Can a regular $n$-simplex have vertices in $\mathbb Z^n$ for $n > 1$?

Trivially, a regular $$0$$-simplex (point) and $$1$$-simplex (line segment) can have integer vertices in $$0$$ and $$1$$ dimensional Euclidean space respectively.

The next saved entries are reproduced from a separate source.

PR #191, opened 2026-04-29
feat(onboarding): GitHub-only /login + auto-migrate legacy users

Gandy2025:
## Summary

- **/login is GitHub-only by default.** Password form retired. Legacy dogfooders are pre-bound to their GitHub identities via a one-off SQL data migration (run separately, **not in this PR**) so they keep their existing org, agents, and history on first GitHub sign-in.
- **Localhost shows a "Dev: skip GitHub" button** that jumps to `/auth/github/dev-callback` for one-click dev sign-in. The route 404s in production (Dockerfile pins `NODE_ENV=production`), so the button is harmless even if the markup ships.
- **dev-callback simplified:** enabled unconditionally in any non-production env; the `FIRST_TREE_HUB_GITHUB_OAUTH_DEV_CALLBACK` env / `devCallbackEnabled` config field removed. `NODE_ENV` stays the single source of truth. **Self-host note:** old `config.yaml` files with `oauth.github.devCallbackEnabled: true` will silently ignore the key (no strict-mode check on `defineConfig`) — leaving it in is harmless and inert.
- **Defense-in-depth index:** partial unique index on `auth_identities (user_id) WHERE provider='github'` ensures no user can hold two github identities — guards any future rebind/merge flow or one-off SQL that misfires.
- **Visual cleanup:** logo + full "First Tree Hub" brand + Back-to-home link + Terms / Privacy footer placeholders. Login card description text removed (button is self-explanatory).
- **render.yaml** declares the two GitHub OAuth env vars (`sync:false`) so the Dashboard surfaces them on the next blueprint sync; credentials are pasted in via Dashboard (already done for staging).

## Test plan

- [ ] **Staging — pre-bound legacy user**: after running the SQL pre-binding against production DB, the dogfooder clicks "Continue with GitHub" → lands on their existing organization with old data preserved.
- [ ] **Staging — new GitHub user**: a brand-new GitHub login → fresh personal team is auto-provisioned, onboarding modal pops on `/`.
- [ ] **Localhost dev flow**: `pnpm dev` → open `localhost/login` → "Dev: skip GitHub" button visible → click → signed in as `devuser`, lands on dashboard.
- [ ] **Production safety**: hit `/api/v1/auth/github/dev-callback?githubId=42&login=anything` against staging → expect 404 (covered by `oauth-flow.test.ts` "rejects /dev-callback in production"; verify in real environment too).
- [ ] **Visual**: `/login` shows logo + "First Tree Hub" + GitHub primary button + Terms/Privacy footer; password form is **not** visible on staging.

### DIFF
--- a/packages/command/package.json
+++ b/packages/command/package.json
@@ -1,6 +1,6 @@
 {
   "name": "@agent-team-foundation/first-tree-hub",
-  "version": "0.10.2",
+  "version": "0.10.3",
   "type": "module",
   "description": "First Tree Hub — unified CLI for server, client, and agent management",
   "exports": {
--- a/packages/server/drizzle/0028_auth_identity_user_github_unique.sql
+++ b/packages/server/drizzle/0028_auth_identity_user_github_unique.sql
@@ -1,20 +1,11 @@
 -- Partial unique index: each user can hold at most one github identity.
 --
--- Closes the race window in `findOrCreateUserFromGithub`'s legacy-bind
--- fallback. The fallback runs:
---   1. SELECT users WHERE lower(username) = login AND no github identity
---   2. INSERT new auth_identities row binding (user, github)
--- Two concurrent OAuth callbacks for the SAME legacy user under TWO
--- DIFFERENT githubIds would each pass step 1 (the partial uniqueness on
--- (provider, identifier) only catches duplicates of the same identifier),
--- and both INSERTs would succeed — leaving one user bound to two
--- distinct GitHub accounts. This index makes the second INSERT fail
--- atomically with a unique-violation, which the caller surfaces as a
--- 401 just like any other auth failure.
---
--- Generalizes beyond the legacy fallback: also forbids accidentally
--- double-binding a regular OAuth user (e.g. via a future "merge accounts"
--- flow that double-fires).
+-- Defense-in-depth. The (provider, identifier) UNIQUE catches duplicates
+-- of the SAME githubId, but does not stop a single user from collecting
+-- multiple DIFFERENT githubIds (e.g. a future "merge accounts" or
+-- "rebind" flow that misfires, or a one-off SQL migration that errs).
+-- This index makes any such double-bind fail atomically with a
+-- unique-violation at the storage layer.
 
 CREATE UNIQUE INDEX IF NOT EXISTS "uq_auth_identities_user_github"
   ON "auth_identities" ("user_id")
--- a/packages/server/drizzle/0028_auth_identity_user_github_unique.sql
+++ b/packages/server/drizzle/0028_auth_identity_user_github_unique.sql
@@ -1,0 +1,21 @@
+-- Partial unique index: each user can hold at most one github identity.
+--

On the other hand, a regular $$2$$-simplex (equilateral triangle) cannot have vertices in $$\mathbb Z^2$$.

Is it true more generally that an $$n$$-simplex cannot have vertices in $$\mathbb Z^n$$ for $$n > 1$$? Is there an easy way to see this?

Edit:

Eugen J. Ionascu provides an example of a regular tetrahedron with vertices in $$\mathbb Z^3$$: $$(0,0,4),(7,0,3),(3,5,0),(4,5,7)$$

Do such regular $$n$$-simplices exist for all $$n \neq 2$$?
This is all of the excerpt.